# anenome and clown



## cp5041 (Oct 29, 2006)

i just got a green bubble tip anenome, is it a bad thing that after a week my maroon clown still hasnt hosted it or is this normal. could the fact that he is tank raised be an issue with this.


----------



## Rue (Jan 28, 2007)

A week isn't very long...and they don't always adopt an anemone...so give it time...as long as they're both healthy, that's half the battle...


----------



## Melissa (Nov 28, 2006)

just because you have a clownfish doesn't mean that he will host in an anemone. Especially a tank raised one. they have never seen an anemone and therefore doesn't know what its for. in the wild they are raised to know what it is. you take a 50/50 chance. but it could be a while before he does, if he does.


----------



## cp5041 (Oct 29, 2006)

he just started hosting it today and it is prolly the coolest thing i have seen in a while


----------



## Age of Aquariums (Apr 13, 2007)

It normally takes 2 weeks maybe 3 but I see your clownfish did finally accept it.


----------



## Melissa (Nov 28, 2006)

well you got lucky then, most tank bred clowns do not accept anemones.


----------



## black&amp;whiteclowns (Apr 15, 2007)

*clowns with other then bubble tip anenomes*

hi will a clown go to any anemones or just to bubble tip ???


----------



## Melissa (Nov 28, 2006)

i think it depends on each clown. we had 2 ocellaris that hosted in a atlantic amenone.
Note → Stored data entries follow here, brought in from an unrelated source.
Issue #4814, opened 2024-01-05
API for directly creating prototypes (with no originating YAML mapping)


moonheart08:
Prototype management itself already supports, at an API level, a prototype having no mapping. So the ability to generate additional prototypes during startup would be nice.
My current usecase for this is an improved materials system, which would generate stack prototypes and similar directly instead of requiring manual repetition.

MACMAN2003:
Another usecase for this would be procedurally generated reagents

PR #6609, opened 2026-06-02
Add methods for runtime creation and deletion of prototypes without YAML

MACMAN2003:
might fulfill #4814 probably?

Added two methods to IPrototypeManager for dynamically creating a prototype from a filled out MappingDataNode and deleting a prototype using <T> and it's id string.

Concerning the creation method, it is quite makeshift compared to what I would consider ideal but it was the simplest way that I could think of that did not involve insane levels of reflection.
Utilizing the creation method involves having to assemble a MappingDataNode and all of its DataNode children recursively, which is a little painful, but not as much as generating an entire yaml file in the code. It does involve having to use a debugger to see how the prototypes appear in memory.

The deletion method removes the provided id from the kind <T>. It's there as a way to remove prototypes if they are round-dependent OR as a safeguard against the attack of the 90000 rogue prototypes.

Both methods were tested and confirmed to work with Content.Shared.Chemistry.Reagent.ReagentPrototype


Robust.Shared/Prototypes/IPrototypeManager.cs
```diff
@@ -412,6 +412,37 @@ bool TryIndex(
...
+
+    /// <summary>
+    /// This will attempt to create a new prototype using the provided <paramref name="data"/>. <br/>
+    /// You <b>should not</b> use this under normal circumstances.
+    /// </summary>
+    /// <remarks>
+    /// To properly use this, you will need to make <paramref name="data"/> resemble how other prototypes of its kind appear in
+    /// _kinds' KindData.Results or KindData.RawResults. <br/>
+    /// You will need to utilize a debugger and a breakpoint if you want to get a reference of how the prototypes are
+    /// represented in _kinds.
```
PJB3005, line 365: Uh, what?

MACMAN2003: I can't think of a way to word it accurately and concisely.

Like if one prototype kind has a "foo" ValueDataNode and a "bar" SequenceDataNode in every instance then the MappingDataNode provided to the method needs to have both "foo" and "bar" nodes in its children.

MACMAN2003:
test fail is related

MACMAN2003:
this is required by https://github.com/AU-14/ColonialMarinesUniverse/pull/1120

PR #6610, opened 2026-06-02
Fix start of animations being inconsistent by tweaking AnimationTrackProperty.cs.

mika10095:
After trying and failing to properly fix it within C# or YAML or the animation keys themselves this 2 line engine PR is the solution.
Basically the first key of the animation is just inconsistent. It might get updated instantly in which case it looks like the fixed version or it might take a split second which causes the animation to do a harsh jump. This way the start of the animation will be on the first key which shouldnt break anything. 

# before

https://github.com/user-attachments/assets/be7ec757-cf51-439e-b073-58b976c77b08

# after
https://github.com/user-attachments/assets/167a9251-f37e-448b-8fd8-22647f449aac

### DIFF
--- a/Robust.Client.IntegrationTests/UserInterface/ControlTest.cs
+++ b/Robust.Client.IntegrationTests/UserInterface/ControlTest.cs
@@ -158,6 +158,7 @@ namespace Robust.UnitTesting.Client.UserInterface
                         Property = nameof(TestControl.Foo),
                         KeyFrames =
                         {
+                            new AnimationTrackProperty.KeyFrame(0f, 0f), // This is the common way to specify the first keyframe.
                             new AnimationTrackProperty.KeyFrame(1f, 1f),
                             new AnimationTrackProperty.KeyFrame(3f, 2f)
                         }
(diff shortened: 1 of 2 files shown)


ProPeperos:
wrong repo

mika10095:
@ProPeperos > wrong repo

Can you please explain why? I used footage from Project Carmine as thats where the problem can be easily reproduced.
Basically everywhere AnimationTrackProperty.KeyFrame() is used its used with a 0f length start key.
Like in LightFadeSystem.cs for example

> new AnimationTrackProperty.KeyFrame(Angle.Zero, 0),
                        new AnimationTrackProperty.KeyFrame(Angle.FromDegrees(120), third),
                        new AnimationTrackProperty.KeyFrame(Angle.FromDegrees(240), third),
                        new AnimationTrackProperty.KeyFrame(Angle.FromDegrees(360), third)

or ChasmFallingVisualsSytem.cs

> new AnimationTrackProperty.KeyFrame(component.OriginalScale, 0.0f),
                        new AnimationTrackProperty.KeyFrame(component.AnimationScale, length.Seconds),

Seemingly this should be the intended behaviour rather than the current one.
All this does is instantly snap it to that 0.0 second keyframe rather than needing it to update twice.

ProPeperos:
i guess i just got confused by the footage and and different PR formatting, sorry

PR #6614, opened 2026-06-03
Add PhysicsBodyStatusChangedEvent

tiders-shore:
Adds an event raised on entities after their PhysicsComponent's BodyStatus is changed.
SetBodyStatus raises it with this data:
- Physics component of the entity
- Current body status
- New body status that is about to be set

Component state handler for PhysicsComponentState also now uses SetBodyStatus instead of directly setting BodyStatus on the component, so the event is raised there too.

### DIFF
--- a/Robust.Shared/Physics/Systems/SharedPhysicsSystem.Components.cs
+++ b/Robust.Shared/Physics/Systems/SharedPhysicsSystem.Components.cs
@@ -153,7 +153,7 @@ public partial class SharedPhysicsSystem
             SetSleepingAllowed(uid, component, newState.SleepingAllowed, dirty: false);
             SetFixedRotation(uid, newState.FixedRotation, body: component, dirty: false);
             SetCanCollide(uid, newState.CanCollide, body: component, dirty: false);
-            component.BodyStatus = newState.Status;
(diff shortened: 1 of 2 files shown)


Robust.Shared/Physics/Systems/SharedPhysicsSystem.Components.cs
```diff
@@ -549,7 +549,12 @@ public void SetBodyStatus(EntityUid uid, PhysicsComponent body, BodyStatus statu
         if (body.BodyStatus == status)
             return;
 
+        // Include old BodyStatus too
+        var ev = new PhysicsBodyStatusChangedEvent(body, body.BodyStatus, status);
+        RaiseLocalEvent(uid, ref ev);
+
         body.BodyStatus = status;
```
metalgearsloth: Normally for this stuff we'd raise the event after the change so any callers that check the status have the correct value.

tiders-shore: I agree with this approach, code has been changed to be as such

metalgearsloth:
top stuff mate.

PR #6618, opened 2026-06-05
Add ClydeWindow API to set borderless mode

PowerfulBacon:
Adds support for borderless windows in the Clyde window engine. A window can be set to borderless by calling the `SetWindowTitleBarVisible`.

A decision needs to be made as to whether I should rename this method to `SetWindowBorderMode` or something similar.

This is required for fancy TGUI window support in OpenDream:

image

### DIFF
--- a/RELEASE-NOTES.md
+++ b/RELEASE-NOTES.md
@@ -39,7 +39,7 @@ END TEMPLATE-->
 
 ### New features
 
-*None yet*
+* Added the ability to set Clyde windows to borderless mode.
 
 ### Bugfixes
 
--- a/Robust.Client/Graphics/Clyde/Windowing/Sdl3.Window.cs
+++ b/Robust.Client/Graphics/Clyde/Windowing/Sdl3.Window.cs
@@ -415,6 +415,12 @@ internal partial class Clyde
             });
         }
 
+
+        private static void WinThreadWinSetTitle(CmdWinSetTitle cmd)
+        {
+                SDL.SDL_SetWindowTitle(cmd.Window, cmd.Title);
+        }
+
         public void WindowSetTitleBarVisible(WindowReg window, bool visible)
         {
             window.IsTitleBarVisible = visible;
@@ -423,11 +429,6 @@ internal partial class Clyde
                 Window = WinPtr(window),
                 Visible = visible,
             });
-        }
-
-        private static void WinThreadWinSetTitle(CmdWinSetTitle cmd)
-        {
-            SDL.SDL_SetWindowTitle(cmd.Window, cmd.Title);
         }
 
         private static void WinThreadWinSetTitleBarVisible(CmdWinSetTitleBarVisible cmd)
--- a/Robust.Client/Graphics/Clyde/Windowing/Sdl3.Window.cs
+++ b/Robust.Client/Graphics/Clyde/Windowing/Sdl3.Window.cs
@@ -418,20 +418,20 @@ internal partial class Clyde
 
         private static void WinThreadWinSetTitle(CmdWinSetTitle cmd)
         {
-                SDL.SDL_SetWindowTitle(cmd.Window, cmd.Title);
+            SDL.SDL_SetWindowTitle(cmd.Window, cmd.Title);
         }
 
-        public void WindowSetTitleBarVisible(WindowReg window, bool visible)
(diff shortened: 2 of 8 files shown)


Robust.Client/Graphics/Clyde/Windowing/Sdl3.Window.cs
```diff
@@ -415,11 +415,26 @@ public void WindowSetTitle(WindowReg window, string title)
...
         private static void WinThreadWinSetTitle(CmdWinSetTitle cmd)
         {
             SDL.SDL_SetWindowTitle(cmd.Window, cmd.Title);
         }
 
+        private static void WinThreadWinSetTitleBarVisible(CmdWinSetTitleBarVisible cmd)
+        {
+            SDL.SDL_SetWindowBordered(cmd.Window, cmd.Visible);
+        }
+
```
PowerfulBacon:
```suggestion

        private static void WinThreadWinSetTitle(CmdWinSetTitle cmd)
        {
                SDL.SDL_SetWindowTitle(cmd.Window, cmd.Title);
        }

        public void WindowSetTitleBarVisible(WindowReg window, bool visible)
        {
            window.IsTitleBarVisible = visible;
            SendCmd(new CmdWinSetTitleBarVisible
            {
                Window = WinPtr(window),
                Visible = visible,
            });
        }

        private static void WinThreadWinSetTitleBarVisible(CmdWinSetTitleBarVisible cmd)
        {
            SDL.SDL_SetWindowBordered(cmd.Window, cmd.Visible);
        }

```

ike709:
Incredibly based PR.

Robust.Client/Graphics/IClydeWindow.cs
```diff
@@ -20,6 +20,7 @@ public interface IClydeWindow : IDisposable
         bool IsFocused { get; }
         bool IsMinimized { get; }
         bool IsVisible { get; set; }
+        bool IsTitleBarVisible { get; set; }
```
PJB3005: This probably shouldn't be named this given it changes more than the title bar?

PJB3005 (changes requested):

Robust.Client/Graphics/IClydeWindow.cs
PowerfulBacon: Thanks for the review, I'll update the names of everything to be centered around the 'border' rather than the 'title bar' since thats how SDL names it.

PowerfulBacon: I have updated it to be `IsBordered` rather than `IsTitleBarVisible`, as that's the naming convention that SDL uses

PowerfulBacon:
We had a discussion on the SS14 discord, since wayland doesn't support setting the window position then we probably want to make it so that wayland windows cannot be made borderless. The question is whether or not that should be added in this PR, or in a PR that adds the ability to set window positions, since this PR's utility is a lot lower without the ability to set position at runtime.

PJB3005:
> We had a discussion on the SS14 discord, since wayland doesn't support setting the window position then we probably want to make it so that wayland windows cannot be made borderless. The question is whether or not that should be added in this PR, or in a PR that adds the ability to set window positions, since this PR's utility is a lot lower without the ability to set position at runtime.

For Wayland, a long-term solution would *probably* be to allow OD to integrate with window dragging implemented directly into the engine. Then we can re-hide the decorations.

Robust.Client/Graphics/WindowCreateParameters.cs
```diff
@@ -9,6 +9,7 @@ public sealed class WindowCreateParameters
         public string Title = "";
         public bool Maximized;
         public bool Visible = true;
+        public bool TitleBarVisible = true;
```
PJB3005, line 12: You forgot to rename this.

RELEASE-NOTES.md
```diff
@@ -39,7 +39,7 @@ END TEMPLATE-->
 
 ### New features
 
-*None yet*
+* Added the ability to set Clyde windows to borderless mode.
```
PJB3005, line 42: I'd avoid using the term "borderless" here because while it is correct, it might confuse people who are used to the "borderless fullscreen" terminology.

PJB3005 (changes requested):
I'm somewhat annoyed at the unwarranted style changes but *shrug

PR #6619, opened 2026-06-06
Fix DataRecord serialization

### LINKED ISSUE #6556: Deserializing record structs doesn't respect default arguments.
Produced on 275.2.0.

## Reproduction

In DataRecordTest.cs, add the following definitions:

```cs
    [DataRecord]
    public partial record struct OneByteOneDefaultIntRecordStruct(byte A, int B = 5);
```

```cs
    [Test]
    public void OneByteOneDefaultIntRecordStructTest()
    {
        var mapping = new MappingDataNode {{"a", "1"}};
        var val = Serialization.Read<OneByteOneDefaultIntRecordStruct>(mapping);

        Assert.Multiple(() =>
        {
            Assert.That(val.A, Is.EqualTo(1));
            Assert.That(val.B, Is.EqualTo(5));
        });
    }
```

Run the tests.  `OneByteOneDefaultIntRecordStructTest` will fail, as `val.B` has a value of 0.

ElectroJr:
DataRecord serialization is pretty broken at the moment. Default values are ignored for structs (see #6556) and simple records using floats or negative default values will cause `SerializationManager.CreateRecordInstantiator()` to generate invalid IL. E.g., neither of these work:
```cs
[DataRecord] public partial record Foo(float A);
[DataRecord] public partial record Bar(int A = -1);
```

I've tried to fix both of these issues, and added a bunch more tests,  but I'm not super confident that I've got all the edge cases and the code is somewhat convoluted. I'm also not that confident in writing IL code, and mostly worked backwards by looking at actual IL that got generated when manually calling record constructors.

Fixes #6556

### DIFF
--- a/Robust.Shared/Serialization/Manager/SerializationManager.Instantiation.cs
+++ b/Robust.Shared/Serialization/Manager/SerializationManager.Instantiation.cs
@@ -47,11 +47,21 @@ public partial class SerializationManager
         generator.Emit(OpCodes.Ret);
     }
 
+    /// <summary>
+    /// This generates IL code that will try to invoke a record's constructor by passing default values to any arguments.
+    /// </summary>
     private static void CreateRecordInstantiator(ILGenerator generator, Type type)
     {
         var constructors = type.GetConstructors();
         if (constructors.Length == 0)
-            throw new ArgumentException($"Could not find a constructor for record class {type}");
+        {
+            if (!type.IsValueType)
+                throw new ArgumentException($"Could not find a constructor for record class {type}");
+
+            // Handle constructorless data record struct by treating it like a normal struct
+            CreateValueTypeInstantiator(generator, type);
+            return;
+        }
 
         var constructor = constructors[0];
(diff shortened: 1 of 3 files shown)


Robust.Shared/Serialization/Manager/SerializationManager.Instantiation.cs
```diff
@@ -104,13 +164,13 @@ internal ISerializationManager.InstantiationDelegate<T> GetOrCreateInstantiator<
...
             {
-                CreateValueTypeInstantiator(generator, type);
+                CreateRecordInstantiator(generator, type);
             }
-            else if (isRecord)
+            else if (type.IsValueType)
             {
-                CreateRecordInstantiator(generator, type);
+                CreateValueTypeInstantiator(generator, type);
             }
```
ElectroJr, line 114: Switching these if blocks is what actually fixes #6556. Without this, the constructors of DataRecord structs are basically just ignored.

PR #327, opened 2023-07-23
Free browser memory from blob

leekahung:
This PR include additions to the handleShowDocumentLocal handler function in DocumentTableRow to free up browser memory used for the file when closing the new window with the file.


leekahung:
Not sure if this is an issue for now for PASS. Could revisit in the future. Closing PR.

PR #328, opened 2023-07-24
Cleanup warnings in tests

timbot1789:
We've been getting some annoying warning messages from a couple tests on development. This PR cleans them up.

Before:
image

After:
image

See comments for exact changes.

### DIFF
--- a/src/components/Modals/DeleteClientModal.jsx
+++ b/src/components/Modals/DeleteClientModal.jsx
@@ -26,7 +26,7 @@ import FormSection from '../Form/FormSection';
  */
 
 const DeleteClientModal = ({
-  showDeleteClientModal,
+  showDeleteClientModal = false,
   setShowDeleteClientModal,
   selectedClientToDelete
 }) => {
--- a/test/contexts/SignedInUserContext.test.jsx
+++ b/test/contexts/SignedInUserContext.test.jsx
@@ -14,7 +14,6 @@ import { expect, it, afterEach, describe, vi } from 'vitest';
 import { fetchProfileInfo } from '../../src/model-helpers';
 import { SignedInUserContext, SignedInUserContextProvider } from '../../src/contexts';
 import { RDF_PREDICATES } from '../../src/constants';
-import flushPromises from '../helpers/testHelpers';
 
 const TestConsumer = () => {
   const { podUrl } = useContext(SignedInUserContext);
@@ -59,12 +58,12 @@ describe('SignedInUserContext', () => {
     });
     fetchProfileInfo.mockResolvedValue({ profileInfo: {} });
     getPodUrlAll.mockResolvedValue(['https://example.com/pod/']);
-    const { container } = render(
+    const { findByText } = render(
       <SignedInUserContextProvider>
         <TestConsumer />
       </SignedInUserContextProvider>
     );
-    await flushPromises();
-    expect(container).toMatchSnapshot();
+    const val = await findByText('https://example.com/pod/');
+    expect(val).not.toBeNull();
   });
 });
--- a/test/contexts/__snapshots__/SignedInUserContext.test.jsx.snap
+++ b/test/contexts/__snapshots__/SignedInUserContext.test.jsx.snap
@@ -1,9 +1,0 @@
-// Vitest Snapshot v1, https://vitest.dev/guide/snapshot.html
-
-exports[`SignedInUserContext > fetches user data if user is logged in 1`] = `
-<div>
-  <div>
-    https://example.com/pod/
-  </div>
-</div>
-`;
--- a/test/helpers/testHelpers.js
+++ b/test/helpers/testHelpers.js
@@ -1,4 +1,0 @@
-// eslint-disable-next-line no-promise-executor-return
-const flushPromises = () => new Promise((r) => setTimeout(r));
-
-export default flushPromises;


src/components/Modals/DeleteClientModal.jsx
```diff
@@ -26,7 +26,7 @@ import FormSection from '../Form/FormSection';
  */
 
 const DeleteClientModal = ({
-  showDeleteClientModal,
+  showDeleteClientModal = false,
```
timbot1789, line 29: The Dialog Element used by MUI expects to always receive a value. If it receives `null` or `undefined` it generates a warning. If `showDeleteClientModal` isn't passed in, this would previously have been `undefined`, which causes the warning message in the test. Now we default it to false.

test/contexts/SignedInUserContext.test.jsx
```diff
@@ -59,12 +58,12 @@ describe('SignedInUserContext', () => {
...
     getPodUrlAll.mockResolvedValue(['https://example.com/pod/']);
-    const { container } = render(
+    const { findByText } = render(
       <SignedInUserContextProvider>
         <TestConsumer />
       </SignedInUserContextProvider>
     );
-    await flushPromises();
-    expect(container).toMatchSnapshot();
+    const val = await findByText('https://example.com/pod/');
```
timbot1789, line 66: I've gotten a bit more familiar with RTL, and I've discovered that the `waitFor` and `findBy` functions do everything I was trying to do with `flushPromises`. This is in general a better approach, so I've removed `flushPromises`. This also removes the weird `act` warning message we were receiving in the test. RTL properly wraps these actions for us.

test/contexts/SignedInUserContext.test.jsx
```diff
@@ -59,12 +58,12 @@ describe('SignedInUserContext', () => {
...
+    expect(val).not.toBeNull();
```
timbot1789, line 67: We were only using the snapshot to check if the podUrl was correctly rendered. We may as well just check it directly. Since we're not using the snapshot anymore, I deleted it.

test/contexts/SignedInUserContext.test.jsx
timbot1789: Since `flushPromises` is no longer being used, and it was the only thing in the `testHelpers` file, I deleted the whole `testHelpers` file.

src/components/Modals/DeleteClientModal.jsx
xscottxbrownx: Can you explain this a little more (really just to better my understanding)... the state is instantiated as `false` to begin with. It's never `null` or `undefined`, only `true` or `false` - or am I confidently incorrect?

OR did you mean to do this in the test file for this component, instead of this src file?

timbot1789: This only happened in the test. The test didn't pass in `showDeleteClientModal={false}` when rendering `DeleteClientModal`. That left `showDeleteClientModal` as `undefined` when passed to the MUI `Dialog` component. Which caused that ugly stack trace in the test output.

leekahung (approved):
Just ran through the tests with the changes, test seems to run just fine without the warnings. I approve.

src/components/Modals/DeleteClientModal.jsx
xscottxbrownx: hmmmm...   
**1)** shouldn't `showDeleteClientModal` be `true` if we want `DeleteClientModal` to render?
**2)** so why wouldn't we do this in the test file instead of the source component file?

Like here on `line 77` and `line 83`:
Screenshot 2023-07-24 at 9 04 23 PM



Again, I'm just trying to understand. I'm just not following the logic here yet.

timbot1789: If we wanted `showDeleteClientModal` to render, then yes, we would. But the relevant test case is lines 34-49:
```js
it('hides/unmounts when showDeleteClientModal is false', () => {
  const removeUser = vi.fn();
  const setModal = () => {};
  const client = { person: 'john' };
  const { queryByLabelText } = render(
    <UserListContext.Provider value={{ removeUser }}>
      <DeleteClientModal setShowDeleteClientModal={setModal} selectedClientToDelete={client} />
    </UserListContext.Provider>
  );

  const deleteButton = queryByLabelText('Delete Client Button');
  const cancelButton = queryByLabelText('Cancel Button');

  expect(deleteButton).toBeNull();
  expect(cancelButton).toBeNull();
});
```
In that one we want the opposite. We _don't_ want to show the modal. So we pass nothing (or `undefined`). The Dialog component coerces the `undefined` to `false`, but also generates a warning because it doesn't want to do the type coercion. It would rather you explicitly set the property to false. 
You can see this for yourself. Remove this change, then run test case `hides/unmounts when showDeleteClientModal is false`. You'll see the warning generate. You can then look through the provided stack trace and see what it's complaining about.

The changes here aren't major. I just found the warnings annoying.

xscottxbrownx: Ok, and we can't just pass it in? `showDeleteClientModal={false}` because then it won't render the component at all?

I guess I'm trying to understand why we cannot do whatever needs to be done in the test file (if this is only an issue for the tests) or why the state that controls whether the modal is rendered or not isn't being passed in, in the first place.

I'm missing something clearly.

I don't disagree that these changes are good or minimal, I don't even disagree that they should be done... I'm just trying to understand the approach.


Also, `App.test.jsx` fails - but I haven't looked into it yet.

timbot1789: We could pass it in. We could pass it in every time we call the component. Or we can set a default value on the component itself once and never have to think about it again. The behavior is equivalent, and doesn't cause any regressions.

And `App.test.jsx` doesn't fail when I run it. It's also passing the test run here on github. It's probably an issue with your local install.

xscottxbrownx (approved):
All questions addressed. Looks good.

Our maroons hosted in a bubble tip, but wont go near the sebae anemone we have.


----------



## Andre (Feb 19, 2007)

they like carpet anenomies also.


----------



## black&amp;whiteclowns (Apr 15, 2007)

i just got a bubble tip green and my black false clown went too it in less then 24 hrs know he just sits on it going back and forth its awesome that is a great site hope i can put another in therre and have 2 sets but i got lucky withtt this one


----------